*** Extracted entries Section Begins ***

PR #309, opened 2015-03-27
Updated Revit related components to preload libraries

Benglin:
This is done for the built-in libraries are now removed from `DynamoModel.Preloader` (see [another pull request](https://github.com/DynamoDS/Dynamo/pull/4050) for details). Now Revit components (include unit test cases) assume the responsibility of specifying which built-in libraries to preload for the session.

Hi @ikeough, please have a look, nothing too surprising I hope (if you need any background, @pboyer can fill you in). Thanks in advance! :)

### DIFF
--- a/test/Libraries/RevitTestServices/RevitTestPathResolver.cs
+++ b/test/Libraries/RevitTestServices/RevitTestPathResolver.cs
@@ -1,18 +1,26 @@
 ﻿using System.Collections.Generic;
 using System.IO;
 using System.Reflection;
-using Dynamo.Interfaces;
+using TestServices;
 
 namespace RevitTestServices
 {
-    public class RevitTestPathResolver : IPathResolver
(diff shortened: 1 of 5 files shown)


test/Libraries/RevitTestServices/RevitTestPathResolver.cs
```diff
@@ -1,18 +1,26 @@
 ﻿using System.Collections.Generic;
 using System.IO;
 using System.Reflection;
-using Dynamo.Interfaces;
+using TestServices;
 
 namespace RevitTestServices
 {
-    public class RevitTestPathResolver : IPathResolver
+    public class RevitTestPathResolver : TestPathResolver
```
Benglin: Bulk of the code below is removed because `TestPathResolver` already implements them.

PR #318, opened 2015-04-02
Fixed regression failures

Benglin:
Added additional node directory and resolve path.

Hi @Randy-Ma please take a look, thanks so much! :)


Randy-Ma:
LGTM

PR #321, opened 2015-04-02
Build Fix for PR #4157

sharadkjaiswal:
- ArgumentLacing property has been made readonly, so it can't be set externally.
- Use UpdateValue method to change ArgumentLacing property.

@Benglin  PTAL


Benglin:
Thanks so much for helping to fix this, @sharadkjaiswal. LGTM!

PR #324, opened 2015-04-02
Fixed Revit build failures due to ArgumentLacing

Benglin:


sharadkjaiswal:
I have already submitted the fix.

PR #327, opened 2015-04-07
Family rotation

ShengxiZhang:
Add a new node to set the rotation of the in-placed family instances.


ShengxiZhang:
@LianweiHuang 
@XiaojieZhang
@aandu

ShengxiZhang:
@kiki-zhang

ShengxiZhang:
@ikeough  @Randy-Ma

src/Libraries/RevitNodes/Elements/FamilyInstance.cs
```diff
@@ -298,5 +300,39 @@ public override string ToString()
...
+           double[] oldRotationAngles;
+           TransformUtils.ExtractEularAnglesFromTransform(oldTransform, out oldRotationAngles);
+
+           Double newRotationAngle = degree * Math.PI / 180;
+
+           if (!oldRotationAngles[0].AlmostEquals(newRotationAngle, 1.0e-6))
+           {
+              double rotateAngle = newRotationAngle - oldRotationAngles[0];
+              var axis = Line.CreateUnbound(oldTransform.Origin, oldTransform.BasisZ);
+              ElementTransformUtils.RotateElement(Document, new ElementId(Id), axis, -rotateAngle);
```
Randy-Ma: Where does this function come from?

src/Libraries/RevitNodes/Elements/InternalUtilities/TransformUtils.cs
```diff
@@ -0,0 +1,47 @@
...
+using Autodesk.Revit.DB;
+using System.Windows.Media.Media3D;
+
+namespace Revit.Elements.InternalUtilities
+{
+   [IsVisibleInDynamoLibrary(false)]
+   public class TransformUtils
+   {
+      // decomp_ZYX
+      public static void ExtractEularAnglesFromTransform(Transform transform, out double[] angles )
```
Randy-Ma: ExtractEulerAnglesFromTransform?

ShengxiZhang: Oh! Sorry for the typo! Eular=>Euler

Randy-Ma:
@ShengxiZhang 
Have you tried running a graph with the new node? I doubt there will be an infinite loop.

src/Libraries/RevitNodes/Elements/FamilyInstance.cs
ShengxiZhang: This is from RevitAPI assembly.

ShengxiZhang:
Yes, I tried the node. There is no infinite loop because here we set a fixed rotation, so from the 2nd time, the document won't be changed so the node won't be executed.

Randy-Ma:
There should be no infinite loops some time back. But now it is slightly different. Could you help add a system test case? In the test case, open and run a .dyn file instead of calling APIs.

src/Libraries/RevitNodes/Elements/FamilyInstance.cs
Randy-Ma: Thanks!
But I do not understand why we put a minus sign before rotateAngle.

ShengxiZhang: Ah, from the testing, it looks the rotation direction is different between the euler angle and RotateElement.

Randy-Ma: But then if the rotating is not along a vector, how shall we define the rotation?

ShengxiZhang: We define the rotation is always along its local Z-axis, this is why we removed the argument rotation_axis. Does it make sense?

ShengxiZhang:
@Randy-Ma 
Hi Randy, I have added the system test case, could you please review it? Thank you!

Randy-Ma:
@ShengxiZhang 
Great! Thanks a lot! LGTM!

Randy-Ma:
But do not forget to cross-merge the changes here.

PR #328, opened 2015-04-07
Fix MAGN-6710 Run CurveByPoints.byReferencePoints will crash Revit and Dynamo

Randy-Ma:
<h4>Summary</h4>

There is an infinite loop when creating an instance of CurveByPoints. The reason is because when creating the instance, the document is modified. Our document watcher will search the nodes which are causing the modification and re-run the nodes, and then the document is modified again, .... Thus there is an infinite loop.

The fix here is to avoid modifying the curve when it is found the input to set the curve does not change.

I have also added a test case for this.

@ikeough 
PTAL

### DIFF
--- a/src/Libraries/RevitNodes/Elements/CurveByPoints.cs
+++ b/src/Libraries/RevitNodes/Elements/CurveByPoints.cs
@@ -8,6 +8,8 @@ using DynamoServices;
 using RevitServices.Persistence;
 using RevitServices.Transactions;
 
+using Revit.GeometryConversion;
+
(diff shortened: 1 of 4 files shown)


Randy-Ma:
@sharadkjaiswal 
PTAL

ikeough:
@Randy-Ma Thanks! I'm sure we'll find more of these :) LGTM.

Randy-Ma:
@ikeough 
Nice catch! I have updated my code to use the standard API which also have a version to set a precision.

PR #49, opened 2026-02-12
feat: Insert G1GC barriers

wazlyqa:
## Related issue(s):

issue #48 

## What this PR does / why we need it:
This PR implements G1GC barrier insertion in the LLVM JIT compiler. It cooprates with https://github.com/jeandle/jeandle-jdk/pull/367

- The pass inserts calls to pre_barrier and post_barrier wrapper functions, which internally select the appropriate barrier based on GC type.
- Pre-barrier receives the derived pointer for correct old value loading.
- Post-barrier receives both the base pointer and the stored value for g1_post_barrier cross-region check.

PR #77, opened 2026-06-17
feat: Support CompressedOops/CompressedClassPointers

wazlyqa:
## Related issue(s):

https://github.com/jeandle/jeandle-jdk/issues/49

Support CompressedOops


rcjhd:
I feel the main risk point is still the JDK's parsing of the StackMap.

The current solution seems better than the old approach to me, because it provides stronger guarantees around ordering correctness.

However, the current approach does have its drawbacks — 
**it introduces fairly invasive modifications to LLVM, changing the semantics/protocol of the StackMap's GCPair.**
But if we keep it tightly coupled with the Jeandle frontend, it should be manageable. Other than that, the metadata footprint is a bit larger.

*** Extracted entries Section Ends ***

Problem description
Show every line of the data that includes the string "RevitServices".

Exercise result
 using RevitServices.Persistence;
 using RevitServices.Transactions;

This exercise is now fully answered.